Segunda-feira, dia 31 de março, é dia de dizer NÃO para a Enel. Trabalhadores realizarão assembleia virtual para votar a proposta de acordo apresentada pela empresa. Uma proposta que desrespeita a categoria e ignora a insatisfação alarmante dos trabalhadores. Abono reduzido, vale alimentação baixo, salários sem ganho real, piso desvalorizado e nada de melhoria no plano de saúde. Isso é inaceitável para uma empresa que registra, ano após ano, lucros milionários e explora (e adoece) seus trabalhadores com metas abusivas.
Inscreva-se aqui para participar da assembleia e votar NÃO. A participação de todos é de extrema importância!
A assembleia será realizada pelo aplicativo Zoom às 18h30 (primeira convocação) e às 19h (segunda convocação). Lembre-se de usar seu e-mail e telefone pessoais no cadastro (não use os contatos corporativos). Feita a inscrição, o Zoom enviará por e-mail a confirmação e o link de acesso à sala de reunião. Este link é pessoal e não pode ser compartilhado.
Sobre a proposta da Enel
A empresa lucrou R$ 465 milhões somente em 2024 e sequer manteve o acordo anterior, pois quer reduzir o valor do abono, além de pagar valores diferenciados e com proporcionalidade. É essa a proposta que Enel considera justa para os seus trabalhadores:
ABONO
R$ 3.600,00 para os admitidos até 31/10/2022 e R$ 2.200,00 para os admitidos a partir de 01/11/2022, mantendo a proporcionalidade ao tempo de empresa em 2024.
Por que não devemos aceitar: não satisfeita em reduzir o abono pago no acordo anterior (R$ 3.702,00), a empresa ainda quer aplicar dois valores diferenciados, dividindo a categoria de forma injusta e discriminatória. O reajuste do abono deveria ser, pelo menos, pela inflação. Por isso, É NÃO!
PISO SALARIAL
Piso Salarial Mínimo da Categoria (PSMC) de R$ 1.890,00 e Piso salarial para eletricistas de R$ 2.092,00
Por que não devemos aceitar: o piso salarial mínimo da categoria deve ser geral, sem distinção, e devidamente valorizado – sendo, no mínimo, R$ 2.300,00 para todos. Esse valor é mais do que razoável para uma empresa milionária e aliviaria um pouco o sufoco financeiro dos seus trabalhadores. Por isso, É NÃO!
VALE REFEIÇÃO/ALIMENTAÇÃO
Ticket no valor de R$ 47,09 – reajustado em 4,6%, referente à inflação geral medida pelo INPC.

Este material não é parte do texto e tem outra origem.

Issue #3522, opened 2021-06-08
Implement Idea Hub setup UI


felixarntz:
While the Idea Hub module does not have any settings for now (see #3521), it still needs to have a setup screen, for now with just a note about privacy and terms of service of this API that the user has to acknowledge.

---------------

_Do not alter or remove anything below. The following sections will be managed by moderators only._

## Acceptance criteria

* The Idea Hub module should have its basic information (in `Idea_Hub::setup_info`) updated:
    * The `description` should be: _ Idea Hub suggests what you can write about next, based on searches that haven't been answered yet_
    * The `homepage` should be entirely removed.
* The Idea Hub module should have a new setting `tosAccepted` which expects a boolean. The module should only consider itself connected (via `Idea_Hub::is_connected`) if the value in that settings is `true`.
* The Idea Hub module should have a setup screen via a `SetupMain` component in `assets/js/modules/idea-hub/components/setup/SetupMain.js`.
    * It should follow the [design in the Figma file](https://www.figma.com/file/YB79eKcGOwyUjlWG8mjDZA/Prompt-Engine-%2F-Idea-Hub?node-id=20332%3A6967), with two exceptions:
        * Instead of the first sentence below the Idea Hub heading, the same description that is present above should be used (taken directly from the Idea Hub module's data).
        * Instead of "Done", the submit button should say "Continue", for consistency with e.g. the AdSense setup.
    * The checkbox on that screen should control the above `tosAccepted` setting. Until the checkbox is clicked, the submit button should be disabled.

## Implementation Brief
* Using `includes/Modules/Idea_Hub.php`,
    * Update the `description` in the `setup_info` method as per the AC and remove `homepage`.
    * Add the `tosAccepted` to the `$required_keys` array of the `is_connected` method. 
* Using `includes/Modules/Idea_Hub/Settings.php`,
    * Add `tosAccepted` to the array found in `get_default`, with `false` as default value.
* Using `assets/js/modules/idea-hub/datastore/base.js`,
    * Add `tosAccepted` to the `settingSlugs` array when calling the `createModuleStore` function.
* Create `assets/js/modules/idea-hub/components/setup/SetupMain.js` with exports the `SetupMain` functional component with the following details:
    * The component should be rendered as per the designs in Figma.
    * Most of the code can be taken from the `Optimize` `SetupMain` component `assets/js/modules/optimize/components/setup/SetupMain.js` with the following changes:
[...]

PR #3629, opened 2021-06-24
Implement Idea Hub setup UI (3522).

johnPhillips:
## Summary

Addresses issue #3522

## Checklist


assets/js/modules/idea-hub/components/setup/Setup.stories.js
```diff
@@ -0,0 +1,80 @@
...
+
+export const DefaultSetup = Template.bind( null );
+DefaultSetup.storyName = 'Set up form';
+DefaultSetup.parameters = { features };
+DefaultSetup.decorators = [
+	( Story ) => {
+		const moduleFixture = [ {
+			slug: 'idea-hub',
+			name: 'Idea Hub',
+			description: "Idea Hub suggests what you can write about next, based on searches that haven't been answered yet",
```
tofumatt, line 53: At first glance, I thought: *I think elsewhere we tend to use gettext/`__()` functions for strings like these where they'd normally be translated*.

But then I thought "okay, this is a fixture for an API response which would always return a string and be translated/have the locale handled in PHP".

So I guess I'm just noting that thought here for future reference—this is correct, but it's sort of a subtle difference because many stories use gettext, even if we can't really view translated stories right now I think.

`</matt-thoughts>` 😅

assets/js/modules/idea-hub/components/setup/Setup.stories.js
```diff
@@ -0,0 +1,80 @@
...
+						</div>
+					</div>
+				</div>
+			</section>
+		</div>
+	);
+}
+
+export const DefaultSetup = Template.bind( null );
+DefaultSetup.storyName = 'Set up form';
```
tofumatt, line 46: "Setup" is a noun, "set up" is a verb; English is annoying 😆 

```suggestion
DefaultSetup.storyName = 'Setup form';
```

assets/js/modules/idea-hub/components/setup/Setup.stories.js
```diff
@@ -0,0 +1,80 @@
...
+			connected: false,
+			dependencies: [],
+			dependants: [],
+			owner: null,
+			forceActive: true,
+		} ];
+
+		const setupRegistry = ( registry ) => {
+			registry.dispatch( CORE_MODULES ).receiveGetModules( moduleFixture );
+			registry.dispatch( STORE_NAME ).receiveGetSettings( { tosAccepted: true } );
```
tofumatt, line 67: Let's not set this to `true` in the story by default; the way the module itself works is that it defaults to `false`. This creates a bit of an odd story UX because it made me think this is the default in the actual plugin, which would be:

1. weird (the user should need to explicitly opt-in)
2. opposite the IB
3. opposite the functionality of the plugin

So a separate story for it checked (though frankly the use can check it, so not _needed_) would work, but let's not have the "Default" story start with it checked.

Not sure if you can remove this line or need:
```suggestion
			registry.dispatch( STORE_NAME ).receiveGetSettings( { tosAccepted: false } );
```
but let's do one of them 🙂

assets/js/modules/idea-hub/components/setup/SetupForm.js
```diff
@@ -0,0 +1,73 @@
...
+const { useSelect, useDispatch } = Data;
+
+export default function SetupForm() {
+	const { description } = useSelect( ( select ) => select( CORE_MODULES ).getModule( 'idea-hub' ) );
+	const tosAccepted = useSelect( ( select ) => select( STORE_NAME ).getTosAccepted() );
+	const { setTosAccepted } = useDispatch( STORE_NAME );
+
+	const onChange = useCallback( ( event ) => {
+		const { checked: accept } = event.target;
+		setTosAccepted( accept );
```
tofumatt, line 43: Why the renaming of `checked` to `accept`? I think
```suggestion
		const { checked } = event.target;
		setTosAccepted( checked );
```
is just as, if not more readable/scan-able. `isChecked` would be better, but not worth the renaming 😉

assets/js/modules/idea-hub/components/setup/SetupForm.js
```diff
@@ -0,0 +1,73 @@
...
+
+			<div className="googlesitekit-ideahub-setup__checkbox">
+				<Checkbox
+					name="tosAccepted"
+					id="tosAccepted"
+					value="1"
+					checked={ tosAccepted }
+					onChange={ onChange }
+				>
+					{ __( 'I agree that Idea Hub will track my usage of the feature in order to provide better idea suggestions', 'google-site-kit' ) }
```
tofumatt, line 60: Is there a separate Idea Hub privacy policy/terms of service we should make users aware of? This is a good checkbox to have, but I'm not sure what it means and it doesn't offer much insight for the user presented with this.

cc @marrrmarrr

assets/js/modules/idea-hub/components/setup/SetupForm.js
```diff
@@ -0,0 +1,73 @@
...
+				</Checkbox>
+			</div>
+
+			<Button
+				className="googlesitekit-ideahub-setup__button"
+				disabled={ ! tosAccepted }
+			>{
+					__( 'Continue', 'google-site-kit' )
+				}</Button>
+
```
tofumatt, line 70: Some odd whitespace here, no biggie 🙂 
```suggestion
			>
				{ __( 'Continue', 'google-site-kit' ) }
			</Button>

```

tofumatt (changes requested):
Looks great; just a few small tweaks and a question for @marrrmarrr about the Idea Hub "opt-in" checkbox.

assets/js/modules/idea-hub/components/setup/SetupForm.js
tofumatt: @marrrmarrr and I chatted about this and because the usage data tracked is minimal we settled on:
```suggestion
					{ __( 'I agree that Idea Hub will track my usage of the feature (e.g. creating a draft; saving/dismiss ideas) in order to provide better idea suggestions, 'google-site-kit' ) }
```

tofumatt:
@googlebot I consent.

assets/js/modules/idea-hub/components/setup/Setup.stories.js
johnPhillips: I went round a similar mental merrygoround 😄  🎠
Honestly I didn't know what the protocol was for things like this where, as you say, the text is coming pre-translated from the back end.

assets/js/modules/idea-hub/components/setup/Setup.stories.js
johnPhillips: I've defaulted it to `false` 👍

assets/js/modules/idea-hub/components/setup/SetupForm.js
johnPhillips: I just followed an example from elsewhere with a checkbox. No worries, I've removed it 👍

tofumatt (approved):
A PHPUnit test was failing because the TOS is now required, but I tweaked the test so it worked. 👍🏻

tofumatt (approved):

Por que não devemos aceitar: esse percentual está muito distante da realidade, pois a inflação dos alimentos é bem maior, fechando 7,69% em 2024. Aceitar essa proposta vai corroer ainda mais o poder de compra da categoria. Por isso, É NÃO!
REAJUSTE SALARIAL
Correção de 4,6%, de acordo com a inflação medida pelo INPC.
Por que não devemos aceitar: é urgente ter ganho real nos salários para que a categoria comece a recuperar seu poder de compra. De acordo com o Dieese, entre outubro e dezembro do ano passado, 75% das negociações tiveram ganhos reais nos salários. Em janeiro deste ano, 88,2% dos reajustes salariais foram acima da inflação; em fevereiro, esse percentual foi de 87,4%. A Enel parece que quer entrar para a minoria do mercado e deixar seus trabalhadores com os salários cada vez mais defasados. Por isso, É NÃO!
PLANO DE SAÚDE
A empresa não apresentou nenhuma proposta de melhoria nos percentuais de participação no plano. Além disso, atualmente, é usada uma tabela completamente defasada (ver tabela aqui), onde os valores das faixas salariais estão desatualizados, impedindo que os trabalhadores sejam contemplados com os menores percentuais de participação (10% e 15%) e prejudicando principalmente os trabalhadores com os menores salários. O Sindeletro propôs uma tabela atualizada, que esteja de acordo com a realidade salarial da categoria e facilite o acesso ao benefício (confira aqui).
Essa demanda é urgente, pois está aumentando o número de reclamações sobre a dificuldade de manter o benefício. Os trabalhadores precisam de um plano de saúde acessível! Por isso, É NÃO!